Async and dataset transformation

  1. Severity of the issue:
  • Medium: Significantly affects my productivity but can find a workaround.
  1. Environment:
  • Ray version: 2.44
  • Python version: 3.11

My data processor class looks something like this:

class Processor:
    def __init__(self, ...):
        ... # initialize resources

    async def process(self, item):
        while True:
            pp_item = self.pre_process(item)  # CPU-bound
            result = await external_operation(pp_item)  # may take a while, up to N times longer than pre/post-processing
            item = self.post_process(result)  # CPU-bound
            if self.done(item):
                break
        return item

I need to transform a dataset using this class, utilizing all available CPU resources. The dataset is quite large, so I need to process it in a streaming fashion, without materializing all of it in memory.

My idea is to create NUM_CPUS actors based on this class and submit N data rows to each one concurrently.

However, I’m not sure how to do this using the Ray Data API. It seems like I could make Processor a callable class and use it like this:
dataset.map(Processor, fn_constructor_args=..., concurrency=NUM_CPUS).

But how would I specify that each instance can handle up to N concurrent requests?

Alternatively, I suppose I could create an ActorPool, containing N copies of each actor instance but then how would I integrate that with dataset.map()?

It seems to me this can be achieved using map_batches functionality.

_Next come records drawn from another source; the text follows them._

PR #3960, opened 2022-11-23
Ensure that the output of `get_centerline()` can be saved using `-r 0`

joshuacwnewton:
## Description

In SCT, the `get_centerline()` function is used by many CLI scripts for detecting the centerline of the spinal cord.

In many cases, CLI scripts will even offer users external arguments for centerline parameters, which will then be fed into `get_centerline()`:

https://github.com/spinalcordtoolbox/spinalcordtoolbox/blob/c4f05f6d923dc7e2e78bc3e345cdaa111916bb34/spinalcordtoolbox/scripts/sct_deepseg_sc.py#L51-L60

Separately, many CLI scripts have an `-r` argument, which allows users to keep temporary files by setting `-r` to `0`.

https://github.com/spinalcordtoolbox/spinalcordtoolbox/blob/c4f05f6d923dc7e2e78bc3e345cdaa111916bb34/spinalcordtoolbox/scripts/sct_deepseg_sc.py#L95-L100

However, right now, the `get_centerline()` function doesn't actually use the value of `-r`.  So, no intermediate centerline files will be saved to disk (regardless of the value of `-r`), which can make debugging difficult.

> _**NB:** The only way that centerline files can currently be saved is if if the `'optic'` method is chosen, and `-v 2` is set. But, `'optic'`is only a subset of the available centerline methods, and using `-v` is also a bit unintuitive when `-r` exists._

To address this issue, this PR makes the following changes:

- Adds a `remove_temp_files` parameter to `get_centerline()` (89a3a05a6e3ae6bbb4a1c5e5fb59f27c23f10b2c)
- Makes sure that setting `remove_temp_files == 0` causes a centerline file to be saved (f9feeb98e25ad26bfa2e20e59dda5d5e25efe742)
- Propagates the value of `remove_temp_files` into the inner OptiC centerline detection function, too, replacing the `verbose == 2` behavior (13fa59438b3106574dd51da263568506ce54d4e1)
- Then, we make sure that any relevant calls to `get_centerline()` actually specify `remove_temp_files`:
    - This was done for 7 total CLI scripts -- the ones where centerline parameters can be modified: `sct_deepseg_sc`, `sct_deepseg_lesion`, `sct_propseg`, `sct_get_centerline`, `sct_process_segmentation`, `sct_register_to_template`, and `sct_straighten_spinalcord`.
[...]

PR #2147, opened 2019-01-24
Major refactoring of centerline routine

jcohenadad:
Major refactoring to clarify code, centerline centerline-related stuff inside spinalcordtoolbox.centerline, minimize i/o, pythonize code, add unit tests. More specificially:

- Major refactoring to centralize functions related to curve fitting inside `spinalcordtoolbox/centerline`. Notably: `sct_straighten_spinalcord.smooth_centerline()`, msct_smooth.py, msct_nurbs.py.
- Fixed error of compatibility between 'extract_centerline' and 'centerline when using viewer' in `sct_get_centerline` and `sct_deepseg_sc`. Fixes #2146 
- `extract_centerline()` now also output the real centerline coordinate, not only the discrete version. Fixes #1938 
- Fixed inconsistencies with the flag -init in `sct_get_centerline`. Fixes #1886
- Removed duplicate: sct_label_utils.extract_centerline and sct_process_segmentation.extract_centerline. Fixes #1937
- Address smoothing issue in `process_segmentation.extract_centerline`. Fixes #1936
- Removed unnecessary i/o in `process_segmentation.extract_centerline`. Fixes #1935
- Removed duplication: sct_get_centerline.viewer and sct_process_segmentation.extract_centerline. Fixes #1934
- Fixed loss of precision with Hanning filtering. Fixes #2043 
- Harmonize output name. Fixes #1777 
- Deal with NaN in image. Fixes #1774
- Make sure FSLeyes integration is not broken with changes in output path

## Results batch_processing

jca/2146-centerline/4f52278bb9aa9c96d2be8bacd601b458d6205346
~~~
t2/CSA:          78.8522376127
mt/MTR(WM):      54.1816425058
t2s/CSA_GM:      11.8920875133
t2s/CSA_WM:      65.8072385202
dmri/FA(CST_r):  0.793649553099
dmri/FA(CST_l):  0.764177717674
~~~

master/4fa355badbfccf9017632f7a15bc0f9a248ee431
~~~
t2/CSA:          78.7586037178
mt/MTR(WM):      54.1523235253
t2s/CSA_GM:      11.871046642
t2s/CSA_WM:      65.595794105
dmri/FA(CST_r):  0.783606378857
dmri/FA(CST_l):  0.76378467981
~~~

PR #3975, opened 2022-12-06
Refactor `get_centerline` function to distinguish between OptiC and non-OptiC methods

### LINKED ISSUE #3974: Temporary centerline image (`nii`) is not saved during `-r 0` when `algo='optic'`
In #3960, we added a conditional in the `get_centerline()` function that would save the centerline image if `-r 0`:

> https://github.com/spinalcordtoolbox/spinalcordtoolbox/blob/812a8e00bd8862c3c9f2d099e24e0143a5337976/spinalcordtoolbox/centerline/core.py#L241-L244

However, what we missed was that the `optic` method has its own return statement (note the comment): 

> https://github.com/spinalcordtoolbox/spinalcordtoolbox/blob/812a8e00bd8862c3c9f2d099e24e0143a5337976/spinalcordtoolbox/centerline/core.py#L147-L150
> 
> https://github.com/spinalcordtoolbox/spinalcordtoolbox/blob/812a8e00bd8862c3c9f2d099e24e0143a5337976/spinalcordtoolbox/centerline/core.py#L159-L163

Because `'optic'` exits the function prematurely, it skips the temporary file creation. :facepalm:

joshuacwnewton:
## Description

You can specify number of concurrent actors through concurrency argument and then control number of rows for each invocation by using batch_size . Do you think something like this would work?

map_batches(
batch_size=N, // N rows per each request
concurrency=NUM_CPUS, // N concurrent workers
num_cpus=1 // 1 cpu per worker
)

That’s what I ended up doing eventually, but this adds quite a bit of boilerplate code to manage the actor pool, as well as scattering/gathering data rows over that pool.
I was wondering if I am missing some built-in option.

Ah, forgot to mention - I ended up with an explicit actor pool, because dataset.map_batches didn’t seem to want to spawn the requested number of workers. I’d ask for concurrency=64, but it would only launch 7 or 8. ¯\(ツ)

Do you have any console logs that you captured? Typically there is a progress bar in console that shows if the operator is backpressure by next stage (not consuming fast enough). In those cases, Raydata will scale down the actors.

if you set concurrency=64 for an actor-based map op, the data pipeline won’t start until all 64 actors have started up.